= Prompt =
Below are the entries; give again exactly the lines from the one mentioning "PR #1766, opened 2018-12-20" through the one mentioning "But I think may", inclusive.

Source records:
════════════════
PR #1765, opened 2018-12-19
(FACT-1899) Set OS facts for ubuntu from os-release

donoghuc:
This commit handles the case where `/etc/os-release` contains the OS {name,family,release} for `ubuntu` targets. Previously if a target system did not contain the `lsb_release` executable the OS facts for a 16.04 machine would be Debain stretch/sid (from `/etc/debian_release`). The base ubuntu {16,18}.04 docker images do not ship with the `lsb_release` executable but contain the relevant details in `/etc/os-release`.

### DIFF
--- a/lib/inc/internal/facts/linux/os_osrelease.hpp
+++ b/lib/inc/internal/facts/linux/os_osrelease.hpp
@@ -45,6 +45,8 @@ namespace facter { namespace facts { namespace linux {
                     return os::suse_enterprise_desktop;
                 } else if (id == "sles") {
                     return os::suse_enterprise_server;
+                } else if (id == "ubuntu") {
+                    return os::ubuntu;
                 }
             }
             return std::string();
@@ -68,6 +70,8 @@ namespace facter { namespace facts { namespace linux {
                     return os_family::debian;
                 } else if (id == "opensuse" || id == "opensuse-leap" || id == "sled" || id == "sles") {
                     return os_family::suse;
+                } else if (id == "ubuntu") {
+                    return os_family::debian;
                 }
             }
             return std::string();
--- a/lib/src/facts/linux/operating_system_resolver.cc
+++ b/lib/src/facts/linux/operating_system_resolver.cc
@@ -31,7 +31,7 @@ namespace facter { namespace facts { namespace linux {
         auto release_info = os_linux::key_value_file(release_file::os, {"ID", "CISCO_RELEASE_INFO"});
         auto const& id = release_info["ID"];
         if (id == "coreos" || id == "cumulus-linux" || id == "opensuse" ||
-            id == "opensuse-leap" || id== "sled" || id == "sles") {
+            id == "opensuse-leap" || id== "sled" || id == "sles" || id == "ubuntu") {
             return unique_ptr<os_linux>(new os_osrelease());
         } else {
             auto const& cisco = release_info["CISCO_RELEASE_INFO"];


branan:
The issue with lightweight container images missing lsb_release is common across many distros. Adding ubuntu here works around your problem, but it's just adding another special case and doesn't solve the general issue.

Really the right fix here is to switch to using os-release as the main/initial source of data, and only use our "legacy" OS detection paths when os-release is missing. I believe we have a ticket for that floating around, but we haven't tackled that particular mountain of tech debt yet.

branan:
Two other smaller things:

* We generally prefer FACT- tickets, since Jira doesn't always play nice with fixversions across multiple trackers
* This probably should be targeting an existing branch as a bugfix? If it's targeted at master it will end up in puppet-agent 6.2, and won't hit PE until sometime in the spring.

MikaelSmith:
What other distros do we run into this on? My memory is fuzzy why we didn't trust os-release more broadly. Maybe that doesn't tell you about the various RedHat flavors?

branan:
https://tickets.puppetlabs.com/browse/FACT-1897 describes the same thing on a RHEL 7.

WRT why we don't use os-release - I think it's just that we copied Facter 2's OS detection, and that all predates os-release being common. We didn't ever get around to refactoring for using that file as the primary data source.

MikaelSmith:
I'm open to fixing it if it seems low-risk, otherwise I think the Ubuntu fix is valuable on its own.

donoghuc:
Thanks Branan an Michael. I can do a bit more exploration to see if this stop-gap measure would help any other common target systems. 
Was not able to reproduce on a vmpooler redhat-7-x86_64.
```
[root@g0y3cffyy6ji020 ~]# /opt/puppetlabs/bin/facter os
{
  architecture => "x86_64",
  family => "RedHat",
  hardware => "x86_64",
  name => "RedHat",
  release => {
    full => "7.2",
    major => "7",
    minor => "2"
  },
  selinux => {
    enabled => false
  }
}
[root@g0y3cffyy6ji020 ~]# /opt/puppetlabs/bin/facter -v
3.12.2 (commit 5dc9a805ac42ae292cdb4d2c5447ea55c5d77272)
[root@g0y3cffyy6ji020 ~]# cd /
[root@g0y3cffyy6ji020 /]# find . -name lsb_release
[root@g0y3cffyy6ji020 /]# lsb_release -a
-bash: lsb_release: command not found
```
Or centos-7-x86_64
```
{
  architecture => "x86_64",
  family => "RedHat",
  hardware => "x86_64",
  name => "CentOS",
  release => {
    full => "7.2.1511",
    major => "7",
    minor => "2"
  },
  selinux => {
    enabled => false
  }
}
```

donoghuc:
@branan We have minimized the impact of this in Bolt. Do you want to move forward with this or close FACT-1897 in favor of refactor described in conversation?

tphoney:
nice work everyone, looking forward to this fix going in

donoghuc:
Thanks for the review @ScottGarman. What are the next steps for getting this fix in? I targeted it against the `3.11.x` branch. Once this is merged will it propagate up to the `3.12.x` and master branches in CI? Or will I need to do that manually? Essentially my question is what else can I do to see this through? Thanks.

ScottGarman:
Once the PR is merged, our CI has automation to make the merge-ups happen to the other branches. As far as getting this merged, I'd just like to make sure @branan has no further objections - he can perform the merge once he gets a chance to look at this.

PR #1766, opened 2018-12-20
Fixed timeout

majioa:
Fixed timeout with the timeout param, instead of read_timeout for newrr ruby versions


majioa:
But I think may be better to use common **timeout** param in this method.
════════════════
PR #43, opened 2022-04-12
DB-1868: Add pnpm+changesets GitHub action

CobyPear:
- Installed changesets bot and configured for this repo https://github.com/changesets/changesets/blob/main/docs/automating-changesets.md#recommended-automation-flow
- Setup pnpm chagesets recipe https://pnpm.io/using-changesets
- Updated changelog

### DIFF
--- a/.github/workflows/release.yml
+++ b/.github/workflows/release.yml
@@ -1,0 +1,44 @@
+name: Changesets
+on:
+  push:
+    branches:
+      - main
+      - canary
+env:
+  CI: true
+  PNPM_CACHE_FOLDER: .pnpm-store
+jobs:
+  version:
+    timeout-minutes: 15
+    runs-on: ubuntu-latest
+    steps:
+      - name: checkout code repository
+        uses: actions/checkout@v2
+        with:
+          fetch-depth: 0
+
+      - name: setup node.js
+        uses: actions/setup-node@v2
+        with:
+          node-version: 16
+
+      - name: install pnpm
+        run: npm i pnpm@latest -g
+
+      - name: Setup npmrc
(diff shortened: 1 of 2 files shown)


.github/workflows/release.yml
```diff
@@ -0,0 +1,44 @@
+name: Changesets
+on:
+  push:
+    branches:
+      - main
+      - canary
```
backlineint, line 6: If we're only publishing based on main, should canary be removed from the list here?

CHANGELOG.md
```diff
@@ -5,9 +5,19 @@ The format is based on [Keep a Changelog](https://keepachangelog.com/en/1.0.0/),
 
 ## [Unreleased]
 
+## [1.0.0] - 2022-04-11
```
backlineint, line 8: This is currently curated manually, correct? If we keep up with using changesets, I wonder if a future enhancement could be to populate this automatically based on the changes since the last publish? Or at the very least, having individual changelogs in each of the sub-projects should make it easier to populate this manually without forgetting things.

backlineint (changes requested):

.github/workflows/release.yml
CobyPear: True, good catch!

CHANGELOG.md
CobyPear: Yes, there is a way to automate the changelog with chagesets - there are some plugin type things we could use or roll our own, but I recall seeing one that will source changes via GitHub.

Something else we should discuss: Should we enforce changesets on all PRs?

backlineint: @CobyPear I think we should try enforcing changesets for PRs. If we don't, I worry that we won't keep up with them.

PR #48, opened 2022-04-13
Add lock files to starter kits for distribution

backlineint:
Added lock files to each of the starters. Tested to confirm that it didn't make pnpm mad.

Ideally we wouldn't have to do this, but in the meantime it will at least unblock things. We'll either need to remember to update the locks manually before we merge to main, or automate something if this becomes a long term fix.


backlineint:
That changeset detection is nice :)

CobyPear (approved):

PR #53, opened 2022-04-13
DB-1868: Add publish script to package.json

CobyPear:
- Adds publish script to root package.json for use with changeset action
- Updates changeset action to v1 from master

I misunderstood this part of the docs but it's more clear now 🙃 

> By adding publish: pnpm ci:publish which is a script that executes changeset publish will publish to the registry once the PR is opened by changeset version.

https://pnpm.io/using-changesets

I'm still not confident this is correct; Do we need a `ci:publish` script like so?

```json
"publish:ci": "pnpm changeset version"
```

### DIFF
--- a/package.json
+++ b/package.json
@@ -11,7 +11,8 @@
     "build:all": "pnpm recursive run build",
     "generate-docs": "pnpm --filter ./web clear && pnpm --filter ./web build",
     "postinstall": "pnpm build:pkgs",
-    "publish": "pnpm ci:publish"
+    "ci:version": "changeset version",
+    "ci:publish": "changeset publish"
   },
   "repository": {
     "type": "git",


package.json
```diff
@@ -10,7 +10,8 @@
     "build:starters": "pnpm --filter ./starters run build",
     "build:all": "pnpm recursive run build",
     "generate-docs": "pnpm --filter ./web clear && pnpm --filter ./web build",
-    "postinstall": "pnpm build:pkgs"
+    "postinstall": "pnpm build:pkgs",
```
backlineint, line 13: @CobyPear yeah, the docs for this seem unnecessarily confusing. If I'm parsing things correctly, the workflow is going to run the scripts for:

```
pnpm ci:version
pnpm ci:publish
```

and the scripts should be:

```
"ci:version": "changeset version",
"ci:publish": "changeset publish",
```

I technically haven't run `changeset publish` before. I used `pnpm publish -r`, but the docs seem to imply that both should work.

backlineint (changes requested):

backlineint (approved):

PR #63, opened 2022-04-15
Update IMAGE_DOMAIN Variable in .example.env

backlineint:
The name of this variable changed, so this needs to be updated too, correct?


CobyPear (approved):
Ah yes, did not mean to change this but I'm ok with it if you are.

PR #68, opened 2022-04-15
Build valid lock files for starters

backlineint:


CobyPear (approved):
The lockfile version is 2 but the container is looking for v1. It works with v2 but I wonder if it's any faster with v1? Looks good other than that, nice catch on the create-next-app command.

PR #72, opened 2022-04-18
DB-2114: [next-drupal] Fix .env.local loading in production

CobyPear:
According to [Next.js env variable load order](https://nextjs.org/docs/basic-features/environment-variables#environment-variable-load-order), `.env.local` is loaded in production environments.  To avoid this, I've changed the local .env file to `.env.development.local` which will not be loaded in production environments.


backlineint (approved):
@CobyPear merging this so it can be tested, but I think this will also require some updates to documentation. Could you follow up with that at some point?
════════════════
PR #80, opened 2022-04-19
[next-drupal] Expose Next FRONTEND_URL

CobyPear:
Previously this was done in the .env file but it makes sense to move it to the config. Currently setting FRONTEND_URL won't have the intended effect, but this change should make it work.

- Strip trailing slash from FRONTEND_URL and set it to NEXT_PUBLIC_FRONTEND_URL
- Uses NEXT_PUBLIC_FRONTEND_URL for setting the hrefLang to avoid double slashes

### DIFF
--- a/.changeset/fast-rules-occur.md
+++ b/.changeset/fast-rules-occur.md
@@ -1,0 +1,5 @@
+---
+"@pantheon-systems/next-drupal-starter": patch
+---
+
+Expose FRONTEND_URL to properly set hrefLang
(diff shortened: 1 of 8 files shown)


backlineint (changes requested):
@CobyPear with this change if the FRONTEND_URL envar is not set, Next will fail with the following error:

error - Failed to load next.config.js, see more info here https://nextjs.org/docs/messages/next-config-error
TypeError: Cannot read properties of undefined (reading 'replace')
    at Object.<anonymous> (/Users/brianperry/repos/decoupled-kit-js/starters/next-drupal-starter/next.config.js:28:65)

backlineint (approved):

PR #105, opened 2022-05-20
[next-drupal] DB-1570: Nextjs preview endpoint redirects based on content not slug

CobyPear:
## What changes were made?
════════════════
= Task output =
PR #1766, opened 2018-12-20
Fixed timeout

majioa:
Fixed timeout with the timeout param, instead of read_timeout for newrr ruby versions


majioa:
But I think may be better to use common **timeout** param in this method.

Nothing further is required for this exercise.